Influence of Solution pH on DNA Translocation Velocity Through Alumina Nanopores

Nanopores, which are promising as single-molecule sensing devices with low cost and high throughput, have offered significant insights into the research fields of static and dynamic molecular activities, properties, or interactions. In particular, due to its inherent sensitivity, high throughput, amplification-free sample preparation, nanopore will be potentially used in DNA sequencing. Nanopore-based sequencing is based on Coulter Counters, by measuring the distinct current reductions from individual DNA bases with different sizes as they are translocating through a nanopore. The sub-molecular details of an individual molecule can be gathered via recording modulations in the ionic current when a molecule passes through the nanopore under a bias voltage applied across the pore by two Ag/AgCl electrodes. The current blockage and dwell time obtained when the dsDNA translocates through nanopore are accumulated into scatter plots. Ionic current trace recorded at 1000 mv as 48kbp dsDNA translocate through 20 nm thickness with 35 nm alumina nanopore. Here, we apply Schrödinger’s first-passage-time distribution formula to study the distribution of DNA translocation time through alumina nanopores. The first-passage-time distribution is solved with the production of Fokker-Plank equation.
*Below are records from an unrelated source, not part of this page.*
PR #844, opened 2023-04-21
Create entity via POST

### LINKED ISSUE #798: Create entity data with POST request
`POST /v1/projects/:projectId/datasets/:name/entities`

Can be anything in the dataset properties.

ktuite:
Closes #798 

Allows entities to be created via POST request to `/v1/projects/:projectId/datasets/:datasetName/entities`

Sample payload may look like this, with uuid, label, and data. Provided properties must be a subset of existing dataset properties. Values of label and data must be _strings_ (numbers must be in quotes and null/empty values must be empty strings: `''`)

```
uuid: '12345678-1234-4123-8234-111111111aaa',
label: 'Johnny Doe',
data: {
  first_name: 'Johnny',
  age: '22'
}
```

Tests.

Wanted to double-check the format of the incoming entity with other folks.
- Should label be in or out of the data block?
- Should the outer fields be in a meta block? It would match the submission xml a bit more but i don't know how much it matters.

I tried to reuse the same validation used by entities created through submissions.

New feature in the realm of entities!

Will need to make sure PR #812 is consistent with this code.

### DIFF
--- a/lib/data/entity.js
+++ b/lib/data/entity.js
@@ -34,10 +34,14 @@ const odataToColumnMap = new Map([
 // and assemble a valid entity data object. System properties like dataset
 // label, uuid are in entity.system while the contents from the bound form
 // fields are in enttiy.data.
-const validateEntity = (entity) => {
+//
+// Since validateEntity is also used on entities parsed from JSON, which
+// don't include dataset or create flag (these are implicit) we have made
+// these specific validation checks optional (but turned on by default).
+const validateEntity = (entity, checkDataset = true, checkCreate = true) => {
   const { dataset, label, id } = entity.system;
 
-  if (!dataset || dataset.trim() === '')
+  if (checkDataset && (!dataset || dataset.trim() === ''))
     throw Problem.user.entityViolation({ reason: 'Dataset empty or missing.' });
 
   if (!label || label.trim() === '')
@@ -52,7 +56,7 @@ const validateEntity = (entity) => {
   const uuid = matches[2].toLowerCase();
 
   // If create is not an allowed value of true, don't return entity data
-  if (!(entity.system.create === '1' || entity.system.create === 'true' || entity.system.create === 1))
+  if (checkCreate && !(entity.system.create === '1' || entity.system.create === 'true'))
     return null;
 
   const newEntity = { ...entity };
@@ -88,6 +92,42 @@ const parseSubmissionXml = (entityFields, xml) => new Promise((resolve, reject) 
     }
   });
 });
+
+// Can be used to parse new entities and entity updates from
+// request data in the form of JSON.
+const parseJson = (existingEntity, body, propertyNames) => {
+  const bodyKeys = ['label', 'uuid', 'data'];
+  if (Object.keys(body).filter(k => !bodyKeys.includes(k)).length > 0)
+    throw Problem.user.invalidEntity({ reason: 'Unrecognized fields included in request.' });
+
+  let entity;
+  if (existingEntity) {
+    entity = clone(existingEntity);
+    entity.system.id = entity.system.uuid;
+    delete entity.system.uuid;
+  } else {
+    entity = { system: Object.create(null), data: Object.create(null) };
+    entity.system.id = body.uuid;
+    entity.system.label = body.label; // label will come in under body for new entities
+  }
+
+  const { data } = body;
+
+  if (data == null)
+    throw Problem.user.invalidEntity({ reason: 'No entity data provided.' });
+
+  for (const [k, v] of Object.entries(data)) {
+    if (k === 'label') entity.system.label = v; // label will come in under data for updated entities
+    else if (propertyNames.includes(k)) {
+      if (typeof v !== 'string')
+        throw Problem.user.invalidEntity({ reason: `Property value for  [${k}] is not a string.` });
+      entity.data[k] = isBlank(v) ? '' : v;
+    } else
+      throw Problem.user.invalidEntity({ reason: `You specified the dataset property [${k}] which does not exist.` });
+  }
+
+  return validateEntity(entity, false, false);
+};
 
 const parseCreateJson = (body, properties, datasetName) => new Promise((resolve, reject) => {
   const entity = { system: Object.create(null), data: Object.create(null) };
@@ -314,6 +354,7 @@ const diffEntityData = (defData) => {
 
 module.exports = {
   parseSubmissionXml, validateEntity,
+  parseJson,
   parseCreateJson, parseUpdateJson,
   streamEntityCsv, streamEntityOdata,
   odataToColumnMap,
--- a/lib/data/entity.js
+++ b/lib/data/entity.js
@@ -95,7 +95,7 @@ const parseSubmissionXml = (entityFields, xml) => new Promise((resolve, reject) 
 
 // Can be used to parse new entities and entity updates from
 // request data in the form of JSON.
-const parseJson = (existingEntity, body, propertyNames) => {
+const extractEntity = (body, propertyNames, existingEntity) => {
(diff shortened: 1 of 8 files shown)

Two useful parameters yielded the experimental results are analyzed: the diffusion constant of DNA inside the nanopore and the drift velocity of DNA translocation. By changing the pH value from 5.2 to 10.8 of the electrolyte solution, we notice that the drift velocity of DNA translocation and the diffusion constant of DNA inside the nanopore are extremely close to almost as 34 nm/μs. By changing the pH value of the electrolyte solution, we find that the surface charge density of the wall and the charge of the DNA molecule can be turned, which will result in different DNA molecule capture behaviors. The capture rate is about 17 s−1; the DNA molecule translocates through nanopore when the solution pH is 10.8; and 20 s−1 as the solution pH is 5.2. Theoretical modelling has also been conducted to analyze the experimental results. Hopefully, these findings will shed light on the transport properties of DNA in nanopores, which are relevant to future nanopore applications.